- Task data
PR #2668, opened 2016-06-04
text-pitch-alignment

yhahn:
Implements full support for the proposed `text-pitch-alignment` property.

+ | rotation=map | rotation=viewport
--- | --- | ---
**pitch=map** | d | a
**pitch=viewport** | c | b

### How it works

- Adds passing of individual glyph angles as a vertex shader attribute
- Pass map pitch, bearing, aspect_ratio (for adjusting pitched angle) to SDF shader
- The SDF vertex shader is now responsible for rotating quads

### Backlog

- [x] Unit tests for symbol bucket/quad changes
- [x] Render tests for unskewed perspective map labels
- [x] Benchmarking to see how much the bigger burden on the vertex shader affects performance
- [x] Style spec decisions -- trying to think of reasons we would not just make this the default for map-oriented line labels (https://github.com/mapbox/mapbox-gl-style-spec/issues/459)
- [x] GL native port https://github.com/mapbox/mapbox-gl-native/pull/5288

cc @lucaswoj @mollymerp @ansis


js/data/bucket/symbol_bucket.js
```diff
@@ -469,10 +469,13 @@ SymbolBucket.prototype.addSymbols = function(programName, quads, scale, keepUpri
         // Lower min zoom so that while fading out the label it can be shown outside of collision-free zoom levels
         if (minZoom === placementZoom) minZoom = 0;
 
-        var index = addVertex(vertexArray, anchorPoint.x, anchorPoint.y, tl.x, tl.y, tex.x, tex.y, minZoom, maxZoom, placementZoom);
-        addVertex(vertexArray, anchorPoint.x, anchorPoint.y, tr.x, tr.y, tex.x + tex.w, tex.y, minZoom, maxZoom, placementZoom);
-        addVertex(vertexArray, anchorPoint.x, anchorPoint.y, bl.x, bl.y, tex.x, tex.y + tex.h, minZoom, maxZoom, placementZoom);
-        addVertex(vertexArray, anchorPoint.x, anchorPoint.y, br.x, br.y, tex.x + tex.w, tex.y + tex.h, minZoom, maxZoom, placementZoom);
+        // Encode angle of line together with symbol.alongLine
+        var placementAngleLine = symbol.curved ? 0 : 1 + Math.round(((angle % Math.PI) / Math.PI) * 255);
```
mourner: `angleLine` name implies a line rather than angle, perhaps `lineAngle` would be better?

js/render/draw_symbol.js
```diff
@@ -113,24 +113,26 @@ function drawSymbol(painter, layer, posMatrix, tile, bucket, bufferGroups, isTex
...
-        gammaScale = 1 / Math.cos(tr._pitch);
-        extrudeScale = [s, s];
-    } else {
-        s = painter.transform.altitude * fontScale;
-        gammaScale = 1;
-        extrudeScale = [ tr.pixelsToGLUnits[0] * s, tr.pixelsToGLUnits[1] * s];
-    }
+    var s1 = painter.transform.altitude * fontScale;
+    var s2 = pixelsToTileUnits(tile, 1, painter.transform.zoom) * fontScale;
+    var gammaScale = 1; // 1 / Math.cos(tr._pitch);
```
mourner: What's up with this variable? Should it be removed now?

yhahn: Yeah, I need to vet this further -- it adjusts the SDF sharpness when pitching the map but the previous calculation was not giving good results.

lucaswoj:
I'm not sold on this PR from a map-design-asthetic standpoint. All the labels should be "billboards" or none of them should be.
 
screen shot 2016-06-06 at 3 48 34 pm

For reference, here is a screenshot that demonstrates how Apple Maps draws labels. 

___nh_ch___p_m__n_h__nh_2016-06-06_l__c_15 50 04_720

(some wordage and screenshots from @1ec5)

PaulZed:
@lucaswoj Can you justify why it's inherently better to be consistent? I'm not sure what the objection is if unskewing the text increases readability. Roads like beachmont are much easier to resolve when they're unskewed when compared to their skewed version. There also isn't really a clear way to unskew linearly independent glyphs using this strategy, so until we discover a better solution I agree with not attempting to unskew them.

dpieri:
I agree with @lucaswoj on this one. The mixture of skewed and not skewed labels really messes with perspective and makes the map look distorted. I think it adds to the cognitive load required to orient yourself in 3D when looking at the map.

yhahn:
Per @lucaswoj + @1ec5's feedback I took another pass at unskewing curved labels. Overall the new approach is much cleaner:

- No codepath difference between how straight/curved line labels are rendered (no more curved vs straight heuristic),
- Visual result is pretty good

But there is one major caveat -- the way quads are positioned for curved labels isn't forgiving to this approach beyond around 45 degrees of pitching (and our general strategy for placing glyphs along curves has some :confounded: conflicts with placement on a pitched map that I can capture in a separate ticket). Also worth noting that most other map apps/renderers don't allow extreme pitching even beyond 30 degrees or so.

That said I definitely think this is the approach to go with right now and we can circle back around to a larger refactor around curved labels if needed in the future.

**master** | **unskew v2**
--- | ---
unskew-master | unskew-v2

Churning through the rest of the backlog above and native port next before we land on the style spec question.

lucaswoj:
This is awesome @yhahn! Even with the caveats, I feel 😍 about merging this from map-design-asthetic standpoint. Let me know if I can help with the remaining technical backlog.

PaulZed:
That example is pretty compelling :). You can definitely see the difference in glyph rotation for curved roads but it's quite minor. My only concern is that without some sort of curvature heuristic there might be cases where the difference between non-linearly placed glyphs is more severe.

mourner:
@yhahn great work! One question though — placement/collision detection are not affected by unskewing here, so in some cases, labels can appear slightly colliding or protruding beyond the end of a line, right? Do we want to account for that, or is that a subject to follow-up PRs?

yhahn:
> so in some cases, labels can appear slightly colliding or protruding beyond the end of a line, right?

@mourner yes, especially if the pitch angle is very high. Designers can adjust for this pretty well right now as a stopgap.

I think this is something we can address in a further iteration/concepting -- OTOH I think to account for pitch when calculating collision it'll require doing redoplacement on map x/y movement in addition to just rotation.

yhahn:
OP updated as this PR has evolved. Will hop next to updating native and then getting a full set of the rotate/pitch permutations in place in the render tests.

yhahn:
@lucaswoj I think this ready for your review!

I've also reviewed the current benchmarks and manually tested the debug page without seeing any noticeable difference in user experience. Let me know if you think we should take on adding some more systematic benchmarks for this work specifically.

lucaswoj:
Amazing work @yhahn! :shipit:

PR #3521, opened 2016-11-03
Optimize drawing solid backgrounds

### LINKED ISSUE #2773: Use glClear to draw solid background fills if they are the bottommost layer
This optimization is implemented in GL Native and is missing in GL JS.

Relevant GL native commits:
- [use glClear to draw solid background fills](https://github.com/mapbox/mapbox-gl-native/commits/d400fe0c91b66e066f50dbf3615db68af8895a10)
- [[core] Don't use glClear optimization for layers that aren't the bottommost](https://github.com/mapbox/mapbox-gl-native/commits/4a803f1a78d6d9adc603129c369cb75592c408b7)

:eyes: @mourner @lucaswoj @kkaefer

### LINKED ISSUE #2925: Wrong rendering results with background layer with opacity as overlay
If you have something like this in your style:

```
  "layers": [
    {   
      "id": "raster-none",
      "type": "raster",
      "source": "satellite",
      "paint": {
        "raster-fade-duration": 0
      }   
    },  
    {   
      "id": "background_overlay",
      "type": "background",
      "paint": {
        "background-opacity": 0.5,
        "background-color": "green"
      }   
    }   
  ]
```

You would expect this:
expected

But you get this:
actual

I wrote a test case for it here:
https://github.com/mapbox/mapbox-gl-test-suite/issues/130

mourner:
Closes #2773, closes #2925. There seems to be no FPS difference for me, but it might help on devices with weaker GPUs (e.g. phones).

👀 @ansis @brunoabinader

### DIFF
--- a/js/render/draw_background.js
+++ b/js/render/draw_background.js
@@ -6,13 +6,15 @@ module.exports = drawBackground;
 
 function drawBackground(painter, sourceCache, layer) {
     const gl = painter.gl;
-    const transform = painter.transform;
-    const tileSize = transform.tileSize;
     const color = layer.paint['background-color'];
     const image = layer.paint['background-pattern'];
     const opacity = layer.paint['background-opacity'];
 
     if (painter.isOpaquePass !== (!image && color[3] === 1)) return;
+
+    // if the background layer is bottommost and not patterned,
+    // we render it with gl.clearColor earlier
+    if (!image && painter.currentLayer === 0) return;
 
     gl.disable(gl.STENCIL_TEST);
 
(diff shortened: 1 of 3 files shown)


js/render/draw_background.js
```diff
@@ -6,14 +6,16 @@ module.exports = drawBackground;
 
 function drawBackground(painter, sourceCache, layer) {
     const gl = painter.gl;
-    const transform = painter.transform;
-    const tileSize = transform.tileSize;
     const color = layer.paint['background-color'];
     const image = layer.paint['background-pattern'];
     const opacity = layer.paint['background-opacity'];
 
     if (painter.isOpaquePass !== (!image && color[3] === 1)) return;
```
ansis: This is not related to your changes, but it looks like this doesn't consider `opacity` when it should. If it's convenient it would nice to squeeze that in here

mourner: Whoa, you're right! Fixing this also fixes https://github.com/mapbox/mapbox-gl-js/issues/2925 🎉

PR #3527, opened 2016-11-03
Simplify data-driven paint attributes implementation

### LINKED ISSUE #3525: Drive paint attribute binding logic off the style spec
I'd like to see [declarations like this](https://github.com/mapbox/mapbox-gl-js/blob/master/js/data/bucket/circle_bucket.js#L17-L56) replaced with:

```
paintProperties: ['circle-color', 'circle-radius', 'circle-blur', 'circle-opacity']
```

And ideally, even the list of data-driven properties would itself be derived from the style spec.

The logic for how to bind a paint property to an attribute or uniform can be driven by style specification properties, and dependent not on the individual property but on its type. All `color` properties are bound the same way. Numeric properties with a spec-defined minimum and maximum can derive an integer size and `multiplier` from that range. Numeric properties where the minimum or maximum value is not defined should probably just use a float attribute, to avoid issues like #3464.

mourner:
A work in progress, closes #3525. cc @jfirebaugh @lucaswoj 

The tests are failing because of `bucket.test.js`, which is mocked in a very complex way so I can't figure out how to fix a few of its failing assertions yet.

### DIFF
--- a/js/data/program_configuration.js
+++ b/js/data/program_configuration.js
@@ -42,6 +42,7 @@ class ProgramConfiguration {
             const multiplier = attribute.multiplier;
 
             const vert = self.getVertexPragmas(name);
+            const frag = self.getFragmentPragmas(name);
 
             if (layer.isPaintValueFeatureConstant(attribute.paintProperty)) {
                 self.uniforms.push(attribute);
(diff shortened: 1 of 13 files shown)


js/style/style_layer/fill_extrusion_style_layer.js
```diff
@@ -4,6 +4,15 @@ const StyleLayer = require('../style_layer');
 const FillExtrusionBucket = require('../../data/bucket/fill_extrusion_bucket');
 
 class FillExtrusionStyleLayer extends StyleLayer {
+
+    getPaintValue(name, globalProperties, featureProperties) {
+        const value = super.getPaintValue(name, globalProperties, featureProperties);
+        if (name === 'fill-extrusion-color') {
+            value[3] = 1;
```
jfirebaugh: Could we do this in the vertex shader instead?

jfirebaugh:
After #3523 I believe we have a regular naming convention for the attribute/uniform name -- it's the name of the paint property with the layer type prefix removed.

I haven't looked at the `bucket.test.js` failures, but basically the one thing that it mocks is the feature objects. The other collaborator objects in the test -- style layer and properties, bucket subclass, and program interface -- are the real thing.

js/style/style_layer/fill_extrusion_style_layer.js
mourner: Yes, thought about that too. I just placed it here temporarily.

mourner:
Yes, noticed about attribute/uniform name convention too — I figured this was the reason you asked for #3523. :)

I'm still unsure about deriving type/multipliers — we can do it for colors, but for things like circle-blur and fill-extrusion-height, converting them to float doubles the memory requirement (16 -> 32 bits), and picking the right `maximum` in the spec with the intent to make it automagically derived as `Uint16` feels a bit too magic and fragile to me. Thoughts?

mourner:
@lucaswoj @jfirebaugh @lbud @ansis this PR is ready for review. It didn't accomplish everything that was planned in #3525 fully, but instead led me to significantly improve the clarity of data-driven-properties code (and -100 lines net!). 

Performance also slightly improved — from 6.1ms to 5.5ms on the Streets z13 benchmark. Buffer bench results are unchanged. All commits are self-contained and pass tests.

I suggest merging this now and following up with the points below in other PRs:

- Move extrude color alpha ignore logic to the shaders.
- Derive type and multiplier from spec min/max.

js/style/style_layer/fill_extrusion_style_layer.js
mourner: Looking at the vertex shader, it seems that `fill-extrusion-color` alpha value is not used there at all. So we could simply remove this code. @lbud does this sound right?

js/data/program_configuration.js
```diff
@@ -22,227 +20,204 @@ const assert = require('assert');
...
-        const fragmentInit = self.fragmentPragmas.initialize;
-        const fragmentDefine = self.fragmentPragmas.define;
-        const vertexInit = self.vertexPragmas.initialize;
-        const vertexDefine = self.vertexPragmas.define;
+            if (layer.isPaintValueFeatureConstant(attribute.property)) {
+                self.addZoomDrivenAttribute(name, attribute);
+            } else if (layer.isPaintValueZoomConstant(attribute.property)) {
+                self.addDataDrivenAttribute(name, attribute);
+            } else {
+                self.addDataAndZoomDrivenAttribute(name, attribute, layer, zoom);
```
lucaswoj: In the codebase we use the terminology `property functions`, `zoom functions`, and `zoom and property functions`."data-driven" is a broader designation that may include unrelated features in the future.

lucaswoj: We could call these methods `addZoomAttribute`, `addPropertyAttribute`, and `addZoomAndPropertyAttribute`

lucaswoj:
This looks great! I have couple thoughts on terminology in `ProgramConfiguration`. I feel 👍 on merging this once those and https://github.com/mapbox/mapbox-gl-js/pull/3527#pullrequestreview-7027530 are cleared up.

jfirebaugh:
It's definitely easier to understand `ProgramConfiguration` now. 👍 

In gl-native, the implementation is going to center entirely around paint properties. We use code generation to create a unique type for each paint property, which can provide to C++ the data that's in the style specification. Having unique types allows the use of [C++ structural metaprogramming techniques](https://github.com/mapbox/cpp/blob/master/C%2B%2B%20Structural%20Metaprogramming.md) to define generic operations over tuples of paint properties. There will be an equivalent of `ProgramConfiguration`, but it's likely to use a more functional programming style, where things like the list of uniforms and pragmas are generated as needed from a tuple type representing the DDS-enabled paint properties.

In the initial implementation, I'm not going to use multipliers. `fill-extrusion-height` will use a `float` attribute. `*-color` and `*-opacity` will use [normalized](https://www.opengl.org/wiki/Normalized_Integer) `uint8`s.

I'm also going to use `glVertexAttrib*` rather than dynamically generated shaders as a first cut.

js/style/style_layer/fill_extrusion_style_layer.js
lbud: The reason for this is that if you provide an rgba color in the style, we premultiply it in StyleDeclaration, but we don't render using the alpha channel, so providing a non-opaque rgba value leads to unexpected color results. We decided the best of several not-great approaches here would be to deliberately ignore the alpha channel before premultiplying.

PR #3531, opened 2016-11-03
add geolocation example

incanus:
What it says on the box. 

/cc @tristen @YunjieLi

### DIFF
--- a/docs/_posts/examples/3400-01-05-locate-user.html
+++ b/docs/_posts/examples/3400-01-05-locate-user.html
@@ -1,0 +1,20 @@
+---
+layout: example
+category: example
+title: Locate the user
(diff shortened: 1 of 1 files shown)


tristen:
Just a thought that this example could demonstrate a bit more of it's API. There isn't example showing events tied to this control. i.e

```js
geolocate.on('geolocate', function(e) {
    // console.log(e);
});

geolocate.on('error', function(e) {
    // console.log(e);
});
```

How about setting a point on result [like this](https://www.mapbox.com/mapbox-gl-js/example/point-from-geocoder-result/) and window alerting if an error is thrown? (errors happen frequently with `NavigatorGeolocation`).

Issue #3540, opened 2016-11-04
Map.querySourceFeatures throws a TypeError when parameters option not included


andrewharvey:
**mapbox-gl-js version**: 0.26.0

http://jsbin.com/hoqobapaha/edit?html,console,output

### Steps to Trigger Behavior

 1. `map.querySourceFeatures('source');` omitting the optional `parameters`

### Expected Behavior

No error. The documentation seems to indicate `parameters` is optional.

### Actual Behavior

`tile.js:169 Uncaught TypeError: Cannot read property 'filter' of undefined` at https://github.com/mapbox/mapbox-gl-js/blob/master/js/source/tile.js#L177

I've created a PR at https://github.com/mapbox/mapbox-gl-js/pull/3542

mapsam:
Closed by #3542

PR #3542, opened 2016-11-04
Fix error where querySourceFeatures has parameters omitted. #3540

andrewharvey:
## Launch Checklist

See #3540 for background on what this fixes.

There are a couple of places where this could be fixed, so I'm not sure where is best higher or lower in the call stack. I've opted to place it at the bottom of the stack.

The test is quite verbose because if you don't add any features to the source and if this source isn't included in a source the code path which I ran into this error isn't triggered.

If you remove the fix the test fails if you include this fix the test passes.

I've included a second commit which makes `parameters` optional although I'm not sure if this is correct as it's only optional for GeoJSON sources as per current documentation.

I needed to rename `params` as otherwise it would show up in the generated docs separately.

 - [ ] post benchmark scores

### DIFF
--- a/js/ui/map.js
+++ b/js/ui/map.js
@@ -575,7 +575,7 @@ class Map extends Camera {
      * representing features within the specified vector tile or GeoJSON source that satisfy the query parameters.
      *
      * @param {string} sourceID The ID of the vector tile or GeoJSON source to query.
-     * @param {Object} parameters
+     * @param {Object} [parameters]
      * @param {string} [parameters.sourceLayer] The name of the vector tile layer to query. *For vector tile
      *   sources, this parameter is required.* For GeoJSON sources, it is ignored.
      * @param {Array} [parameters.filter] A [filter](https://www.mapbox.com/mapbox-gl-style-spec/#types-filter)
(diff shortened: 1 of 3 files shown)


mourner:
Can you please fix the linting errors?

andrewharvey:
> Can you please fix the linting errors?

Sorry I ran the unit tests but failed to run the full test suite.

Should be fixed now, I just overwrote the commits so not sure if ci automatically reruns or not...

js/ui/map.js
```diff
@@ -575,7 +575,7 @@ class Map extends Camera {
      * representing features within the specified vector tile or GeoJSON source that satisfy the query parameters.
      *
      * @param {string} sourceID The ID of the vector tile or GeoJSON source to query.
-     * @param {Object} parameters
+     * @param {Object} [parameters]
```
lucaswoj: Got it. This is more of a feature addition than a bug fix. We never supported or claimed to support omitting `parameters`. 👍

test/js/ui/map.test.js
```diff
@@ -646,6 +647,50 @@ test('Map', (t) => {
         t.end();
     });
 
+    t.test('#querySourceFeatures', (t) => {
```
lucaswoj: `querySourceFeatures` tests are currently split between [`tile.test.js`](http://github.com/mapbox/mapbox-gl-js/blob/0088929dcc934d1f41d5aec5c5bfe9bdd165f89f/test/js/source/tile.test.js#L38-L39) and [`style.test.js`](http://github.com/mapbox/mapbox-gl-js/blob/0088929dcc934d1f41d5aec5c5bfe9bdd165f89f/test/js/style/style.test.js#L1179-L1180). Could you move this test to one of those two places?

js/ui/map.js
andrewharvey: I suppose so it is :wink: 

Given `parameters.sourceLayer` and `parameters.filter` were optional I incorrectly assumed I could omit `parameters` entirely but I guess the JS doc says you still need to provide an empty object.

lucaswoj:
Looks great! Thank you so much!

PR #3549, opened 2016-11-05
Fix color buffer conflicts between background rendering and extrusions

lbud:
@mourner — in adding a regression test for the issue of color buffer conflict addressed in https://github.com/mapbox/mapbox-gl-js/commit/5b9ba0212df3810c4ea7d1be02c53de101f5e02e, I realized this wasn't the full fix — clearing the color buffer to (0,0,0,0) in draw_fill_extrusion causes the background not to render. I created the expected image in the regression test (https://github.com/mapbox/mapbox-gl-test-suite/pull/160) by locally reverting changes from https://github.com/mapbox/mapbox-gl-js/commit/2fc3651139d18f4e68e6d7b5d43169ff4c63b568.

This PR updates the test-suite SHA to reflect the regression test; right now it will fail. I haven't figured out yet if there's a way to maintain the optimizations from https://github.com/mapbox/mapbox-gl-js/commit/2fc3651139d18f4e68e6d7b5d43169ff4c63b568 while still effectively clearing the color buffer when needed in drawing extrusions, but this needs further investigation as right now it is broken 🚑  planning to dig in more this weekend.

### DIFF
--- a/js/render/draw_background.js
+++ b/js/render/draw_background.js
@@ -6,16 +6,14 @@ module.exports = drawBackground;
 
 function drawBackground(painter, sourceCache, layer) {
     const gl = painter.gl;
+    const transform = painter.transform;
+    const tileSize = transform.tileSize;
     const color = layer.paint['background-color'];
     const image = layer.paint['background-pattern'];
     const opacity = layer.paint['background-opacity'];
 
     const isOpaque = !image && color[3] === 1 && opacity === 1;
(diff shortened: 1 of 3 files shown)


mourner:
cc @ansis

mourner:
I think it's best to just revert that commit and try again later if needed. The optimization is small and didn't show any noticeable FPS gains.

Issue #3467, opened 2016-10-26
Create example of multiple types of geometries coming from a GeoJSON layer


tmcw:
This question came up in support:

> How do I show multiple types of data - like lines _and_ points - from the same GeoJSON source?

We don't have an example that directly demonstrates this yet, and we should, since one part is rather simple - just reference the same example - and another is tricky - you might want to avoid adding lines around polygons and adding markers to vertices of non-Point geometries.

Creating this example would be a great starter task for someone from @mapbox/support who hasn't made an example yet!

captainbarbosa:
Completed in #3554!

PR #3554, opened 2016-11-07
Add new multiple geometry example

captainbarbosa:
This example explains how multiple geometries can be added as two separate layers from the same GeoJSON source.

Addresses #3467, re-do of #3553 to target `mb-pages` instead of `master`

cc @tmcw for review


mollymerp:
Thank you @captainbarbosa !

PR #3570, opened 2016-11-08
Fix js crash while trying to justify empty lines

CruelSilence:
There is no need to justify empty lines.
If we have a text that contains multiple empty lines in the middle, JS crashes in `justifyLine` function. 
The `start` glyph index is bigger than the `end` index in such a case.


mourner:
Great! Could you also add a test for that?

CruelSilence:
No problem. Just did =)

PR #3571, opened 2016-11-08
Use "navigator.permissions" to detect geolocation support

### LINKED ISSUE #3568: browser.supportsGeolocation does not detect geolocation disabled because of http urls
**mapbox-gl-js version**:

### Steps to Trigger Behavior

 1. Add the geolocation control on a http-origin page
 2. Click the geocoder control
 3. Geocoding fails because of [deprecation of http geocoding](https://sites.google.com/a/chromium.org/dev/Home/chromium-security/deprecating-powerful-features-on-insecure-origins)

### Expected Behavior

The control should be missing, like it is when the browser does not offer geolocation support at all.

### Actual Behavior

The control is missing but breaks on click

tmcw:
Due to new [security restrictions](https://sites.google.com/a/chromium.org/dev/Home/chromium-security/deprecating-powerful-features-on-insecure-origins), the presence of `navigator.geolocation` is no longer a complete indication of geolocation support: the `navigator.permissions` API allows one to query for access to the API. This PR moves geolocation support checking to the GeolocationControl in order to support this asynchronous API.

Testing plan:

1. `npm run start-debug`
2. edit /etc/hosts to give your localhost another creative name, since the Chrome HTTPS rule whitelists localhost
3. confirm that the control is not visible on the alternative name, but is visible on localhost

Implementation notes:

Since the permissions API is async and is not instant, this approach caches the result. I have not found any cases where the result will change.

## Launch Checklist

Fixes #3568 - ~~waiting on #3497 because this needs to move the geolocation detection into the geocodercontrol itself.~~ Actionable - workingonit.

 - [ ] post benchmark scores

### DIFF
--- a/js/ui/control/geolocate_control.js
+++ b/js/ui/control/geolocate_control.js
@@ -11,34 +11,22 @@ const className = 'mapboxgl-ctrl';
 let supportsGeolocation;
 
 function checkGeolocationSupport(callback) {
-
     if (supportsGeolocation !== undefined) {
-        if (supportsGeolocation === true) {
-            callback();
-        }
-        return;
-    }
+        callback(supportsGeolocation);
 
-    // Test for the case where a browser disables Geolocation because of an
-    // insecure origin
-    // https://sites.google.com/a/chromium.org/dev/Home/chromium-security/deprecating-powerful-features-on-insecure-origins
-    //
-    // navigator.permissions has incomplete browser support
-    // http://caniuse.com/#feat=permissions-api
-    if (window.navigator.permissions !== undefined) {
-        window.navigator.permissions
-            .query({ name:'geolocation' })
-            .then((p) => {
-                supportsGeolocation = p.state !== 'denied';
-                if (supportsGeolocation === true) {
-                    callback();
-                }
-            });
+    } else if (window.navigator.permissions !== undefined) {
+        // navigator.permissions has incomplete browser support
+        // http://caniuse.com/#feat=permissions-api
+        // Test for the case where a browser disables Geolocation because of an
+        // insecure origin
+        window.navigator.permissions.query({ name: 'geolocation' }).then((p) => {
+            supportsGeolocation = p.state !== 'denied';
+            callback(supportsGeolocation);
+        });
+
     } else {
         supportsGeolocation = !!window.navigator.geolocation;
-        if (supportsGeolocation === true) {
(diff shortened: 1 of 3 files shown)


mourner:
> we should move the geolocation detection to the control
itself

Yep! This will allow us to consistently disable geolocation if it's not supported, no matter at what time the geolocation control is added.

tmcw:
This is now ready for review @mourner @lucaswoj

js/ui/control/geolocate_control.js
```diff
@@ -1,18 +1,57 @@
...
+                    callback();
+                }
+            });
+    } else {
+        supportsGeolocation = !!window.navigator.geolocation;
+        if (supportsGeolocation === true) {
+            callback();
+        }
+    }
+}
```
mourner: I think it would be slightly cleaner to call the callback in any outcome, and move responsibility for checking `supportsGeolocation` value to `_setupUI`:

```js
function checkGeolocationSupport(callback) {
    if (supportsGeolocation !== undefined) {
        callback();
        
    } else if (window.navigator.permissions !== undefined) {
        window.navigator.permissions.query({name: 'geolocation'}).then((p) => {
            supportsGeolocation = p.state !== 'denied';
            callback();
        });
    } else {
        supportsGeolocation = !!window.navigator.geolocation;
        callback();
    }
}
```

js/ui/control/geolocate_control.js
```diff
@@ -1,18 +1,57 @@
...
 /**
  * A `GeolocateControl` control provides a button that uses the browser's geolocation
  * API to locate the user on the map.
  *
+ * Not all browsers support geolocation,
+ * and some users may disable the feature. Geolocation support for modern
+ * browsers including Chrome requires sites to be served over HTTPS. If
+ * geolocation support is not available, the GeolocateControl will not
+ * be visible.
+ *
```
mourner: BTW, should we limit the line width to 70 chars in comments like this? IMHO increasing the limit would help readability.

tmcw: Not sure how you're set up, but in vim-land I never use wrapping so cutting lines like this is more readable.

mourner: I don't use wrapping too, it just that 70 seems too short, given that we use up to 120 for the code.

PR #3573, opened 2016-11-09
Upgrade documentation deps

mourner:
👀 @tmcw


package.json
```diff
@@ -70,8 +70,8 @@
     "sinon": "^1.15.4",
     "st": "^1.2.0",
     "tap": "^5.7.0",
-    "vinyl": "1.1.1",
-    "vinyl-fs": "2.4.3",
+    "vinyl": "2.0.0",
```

- Work task
Which of the lines above include the string "GeolocateControl"? Pick them out and copy them.

- Solution
  * A `GeolocateControl` control provides a button that uses the browser's geolocation
+ * geolocation support is not available, the GeolocateControl will not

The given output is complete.